Heaven or hell? It's our choice
Linda Kraeger (1947-2008) taught me that it's our job is to create heaven on earth.
Today is the 15th anniversary of an event that changed my life and the lives of many others. It’s the day a man entered Tennessee Valley Unitarian Universalist Church during a Sunday morning worship service, took out a sawed-off shotgun from a guitar case, and opened fire. In my professional role working for the Unitarian Universalist Association, it was my job to respond to the shooting to help coordinate trauma response, media, fundraising, and myriad other things that needed attention.
Mindful of this anniversary, today’s piece is different from the others I’ve shared in my Accidental Mentors series. I didn’t write it for that. A longer version called “The Faces of Hell” was published in The Other Journal in 2012. However, despite its length, I decided to share it with you because Linda, a woman I never met, who was one of the victims of the shooting, kept coming to mind as I reflected on the women I wanted to write about.
After reading it, I hope you’ll understand why I felt called to include Linda in this project.
They asked me to show them where it happened. Would I take them there, the older woman asked, her voice low and halting. The two women introduced themselves as Linda's sisters, but I didn't catch their names. I nodded and asked them to follow me. We walked the same path the shooter had taken the day before, through the lobby, down the short hallway, past the nursery where a woman had blocked the door with her body to prevent the shooter from getting to her baby, and then through the sanctuary doors.

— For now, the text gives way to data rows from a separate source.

PR #815, opened 2019-04-23
wip: fixes various adaptivity regressions in the new bridge

gpolitis:
depends on https://github.com/jitsi/jitsi-media-transform/pull/65

### DIFF
--- a/src/main/java/org/jitsi/videobridge/Endpoint.java
+++ b/src/main/java/org/jitsi/videobridge/Endpoint.java
@@ -341,16 +341,13 @@ public class Endpoint
     }
 
     /**
-     * {@inheritDoc}
+     * Notifies this {@code Endpoint} that the list of {@code Endpoint}s ordered
+     * by speech activity (i.e. the dominant speaker history) has changed.
      */
-    @Override
-    public void propertyChange(PropertyChangeEvent evt)
+    void speechActivityEndpointsChanged(List<String> endpoints)
     {
-        if (Conference.ENDPOINTS_PROPERTY_NAME.equals(evt.getPropertyName()))
-        {
-            bitrateController.endpointOrderingChanged(
-                    getConference().getSpeechActivity().getEndpoints());
-        }
+        super.speechActivityEndpointsChanged(endpoints);
+        bitrateController.endpointOrderingChanged(endpoints);
     }
 
     /**
--- a/src/main/java/org/jitsi/videobridge/Endpoint.java
+++ b/src/main/java/org/jitsi/videobridge/Endpoint.java
@@ -390,7 +390,6 @@ public class Endpoint
     {
         super.setMaxReceiveFrameHeightPx(maxReceiveFrameHeightPx);
         bitrateController.setMaxRxFrameHeightPx(maxReceiveFrameHeightPx);
-        bitrateController.constraintsChanged();
     }
 
     /**
--- a/src/main/java/org/jitsi/videobridge/Endpoint.java
+++ b/src/main/java/org/jitsi/videobridge/Endpoint.java
@@ -45,7 +45,6 @@ import org.jitsi_modified.sctp4j.*;
 import org.jitsi_modified.service.neomedia.rtp.*;
 import org.json.simple.*;
 
-import java.beans.*;
 import java.io.*;
 import java.nio.*;
 import java.time.*;
--- a/src/main/java/org/jitsi/videobridge/Endpoint.java
+++ b/src/main/java/org/jitsi/videobridge/Endpoint.java
@@ -143,6 +143,11 @@ public class Endpoint
     private AtomicInteger selectedCount = new AtomicInteger(0);
 
     /**
+     * The diagnostic context of this instance.
+     */
+    private final DiagnosticContext diagnosticContext = new DiagnosticContext();
+
+    /**
      * The bitrate controller.
      */
     private final BitrateController bitrateController;
@@ -224,6 +229,7 @@ public class Endpoint
                 TaskPools.CPU_POOL,
                 TaskPools.CPU_POOL,
                 TaskPools.SCHEDULED_POOL,
+                diagnosticContext,
                 logger);
         transceiver.setIncomingRtpHandler(
                 new ConsumerNode("RTP receiver chain handler")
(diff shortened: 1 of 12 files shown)


src/main/java/org/jitsi/videobridge/Endpoint.java
```diff
@@ -390,7 +387,6 @@ public void setMaxReceiveFrameHeightPx(int maxReceiveFrameHeightPx)
     {
         super.setMaxReceiveFrameHeightPx(maxReceiveFrameHeightPx);
         bitrateController.setMaxRxFrameHeightPx(maxReceiveFrameHeightPx);
-        bitrateController.constraintsChanged();
```
bbaldino: How is it this can go away, isn't it needed?

src/main/java/org/jitsi/videobridge/cc/BitrateController.java
```diff
@@ -1133,7 +1136,7 @@ public void setPinnedEndpointIds(Set<String> pinnedEndpointIds)
         if (!this.pinnedEndpointIds.equals(pinnedEndpointIds))
         {
             this.pinnedEndpointIds = new HashSet<>(pinnedEndpointIds);
-            update(lastEndpointOrdering, getAvailableBandwidth());
+            update();
```
bbaldino: I moved this away from the single blanket update function because I found it confusing less explicit. Is there an issue with the updated scheme? Why go back?

gpolitis: i found it confusing that an update() caller can set the lastendpointordering and then update() itself sets the lastendpointordering0; my idea is that update() computes a result based on the internal state, but it doesn't alter the state (other than storing the result of course)

bbaldino: Ok, give me a chance to look on non-mobile and I can probably get a better picture. I'm thinking maybe we can at least rename update to something that reflects that better.

src/main/java/org/jitsi/videobridge/cc/BitrateController.java
```diff
@@ -599,20 +587,29 @@ public void constraintsChanged()
...
      * @param bweBps the current bandwidth estimation (in bps)
      */
-    private synchronized void update(List<AbstractEndpoint> conferenceEndpoints, long bweBps)
+    private synchronized void update()
     {
-        lastEndpointOrdering = conferenceEndpoints;
-        lastBwe = bweBps;
+        long nowMs = System.currentTimeMillis();
+
+        long bweBps = getAvailableBandwidth(nowMs);
```
bbaldino: i don't see the advantage of having this method always re-get everything rather than having the other methods (`endpointOrderingChanged`, etc.)--which know exactly what changed--pass them into this method, so this method can focus just on dealing with the current state and not worrying about acquiring the current state. is there something i'm missing?

src/main/java/org/jitsi/videobridge/cc/BitrateController.java
```diff
@@ -599,20 +587,29 @@ public void constraintsChanged()
...
 
         logger.debug("TEMP: BitrateController " + hashCode() + " updating. " +
                 "bwebps is " + bweBps);
 
         // Create a copy as we may modify the list in the prioritize method.
-        conferenceEndpoints = new ArrayList<>(conferenceEndpoints);
+        List<AbstractEndpoint> sortedEndpoints = new ArrayList<>(sortedEndpointIds.size());
+        for (String endpointId : sortedEndpointIds)
+        {
+            AbstractEndpoint abstractEndpoint = destinationEndpoint.getConference().getEndpoint(endpointId);
```
bbaldino: why did we change the member to hold string endpoint ids instead of endpoints if this method is just going to get the endpoints?

src/main/java/org/jitsi/videobridge/cc/BitrateController.java
```diff
@@ -599,20 +587,29 @@ public void constraintsChanged()
...
+            {
+                sortedEndpoints.add(abstractEndpoint);
+            }
+        }
 
         // Compute the bitrate allocation.
         TrackBitrateAllocation[]
-            trackBitrateAllocations = allocate(bweBps, conferenceEndpoints);
+            trackBitrateAllocations = allocate(bweBps, sortedEndpoints);
         logger.debug("TEMP: BitrateController#update got " + trackBitrateAllocations.length +
```
bbaldino: maybe wrap this in an `isDebugEnabled` check and remove the TEMP line from it while you're in there?

src/main/java/org/jitsi/videobridge/Endpoint.java
bbaldino: ok, i see it's been moved to `setMaxRxFrameHeightPx`

src/main/java/org/jitsi/videobridge/cc/BitrateController.java
gpolitis: can't holding the endpoints lead to memory leaks?

src/main/java/org/jitsi/videobridge/cc/BitrateController.java
gpolitis: but the `endpointOrderingChanged` doesn't know anything about bandwidth, nor `setMaxRxFrameHeightPx`. the last bandwidth estimation is part of the internal state that `update()` operates on and it decides to apply a hack to that bandwidth estimation that we may decide to remove in the future. i think the name `getAvailableBandwidth` is not representative but, conceptually, that method _is_ part of the update step

src/main/java/org/jitsi/videobridge/cc/BitrateController.java
bbaldino: so maybe weakreference is the right way to go?

src/main/java/org/jitsi/videobridge/cc/BitrateController.java
bbaldino: that's true, but the thinking was that, for example `endpointOrderingChanged` gets the new endpoint ordering and knows to grab the existing/cached value for bandwidth, and `bandwidthChanged` would know to pass in the new bandwidth but use the cached endpoint ordering.  imagine calculating either of those things is costly--this method has to acquire both of them every time, since it doesn't know what changed.  having the other methods do that work ensures we only re-get the thing that actually changed.  that was the thinking, at least (as well as giving a more specific API for users to call--explicitly stating endpointOrderingChanged, etc. but we can achieve that with either of these schemes)

bbaldino: i think i feel most strongly about `update` not being public (which it isn't) so i'm ok with this, i guess i just didn't see the need to change it from how it already was, as this way doesn't seem like an improvement.

PR #821, opened 2019-04-27
Payload verification

bgrozev:


src/main/java/org/jitsi/videobridge/cc/AdaptiveTrackProjectionContext.java
```diff
@@ -98,4 +99,10 @@
      * processes.
      */
     PayloadType getPayloadType();
+
+    /**
+     * Gets a JSON representation of the parts of this object's state that
+     * are deemed useful for debugging.
+     */
+    JSONObject getDebugState();
```
bbaldino: Maybe we should have an interface for this?

bgrozev: I actually had an interface, but I then I needed a slightly different signature in Videobridge and in Conference so I didn't think it was worth keeping (also the jmt code mostly uses a NodeStatsBlock so it's also different).

bgrozev:
Screenshot 2019-04-29 at 14 30 00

I stopped where he had stopped, the man with the shotgun hell-bent on killing, and motioned for them to go past me. "Your sister was right over there," I said, pointing to the approximate location where their sister had been sitting, "There were pews there but they’ve been removed.” Their deep, guttural sighs were audible as they moved into the room.
"He stood here," I said, moving my hands to show I meant the place I was standing. "All his shots were on this side of the sanctuary," I went on, motioning to the right side of the room. The two women stood silently as they took in the place where their sister had been struck down. After a few minutes, one of them looked at me and asked, "Do you think she’s in hell?"
I started, as if the shotgun blasts were still echoing off the sanctuary walls. She must mean the shooter, right? But no, I was sure I’d heard her correctly. My wide eyes betrayed the anxiety I felt, which I attempted to cloak with a calm, steady tone as I asked, "Can you tell me why might you think that?"
The woman answered, her face drawn, tears held back only by sheer force of will. "She was an agnostic. She didn't accept Jesus as her savior. I'm afraid she went to hell."
I tried to imagine the unbearable internal conflict inherent in her question and took a deep breath before responding. "I didn't know your sister," I said slowly, carefully, "but I have heard a lot about her since it happened. I know she was a giving and loving person. She cared deeply for her family and for those around her. She struggled with questions of faith as many of us do, but I can't imagine a God who would condemn her for that. She was a good woman. I hope you can come to believe that too."
She held my gaze, sizing me up as if she were trying desperately to see in me someone she could believe. She lowered her head, shaking it slowly, "I don't know," she said, her eyes scanning the floor. "I don't know," she repeated, her voice trailing into a whisper.
We stood in silence for a few more minutes before the two women looked at each other, nodded in agreement that they were ready to go, and headed to the door. "Thank you for your time," the other woman said as they passed by me.
As I watched them shuffle to their car, I prayed they would find the strength to move on, to heal from the wounds inflicted by the shooter as deeply as any of his gunshots.
My legs shaking, I grabbed the door’s metal bar to steady myself, a stillness settling over me as I imagined the scene twenty-four hours earlier. It was a typical, sultry midsummer day in Knoxville, Tennessee but an atypical Sunday morning at the Tennessee Valley Unitarian Universalist Church. The church, usually sparsely attended in the summer, was filled with regular members and an unusual number of guests for a special production of Annie, Jr, a mini version of the light-hearted Broadway hit musical about a feisty, little orphan girl who wins over everyone's hearts.
But one visitor wasn't there to see the play. This man parked his truck in the church's crowded parking lot, retrieved a guitar case from the cab, left what some have referred to as a manifesto on the seat, and closed the door. There are reports he first tried to enter the sanctuary through a side door, one that would have brought him into the front of the sanctuary. If he had been allowed to enter through that door, he would have been facing the crowd gathered there. But the man was stopped at that door by a volunteer stage manager who wasn't letting anyone disrupt the performance. "You must go around to the main entrance," she insisted. And, surprisingly, considering what he had planned, he did.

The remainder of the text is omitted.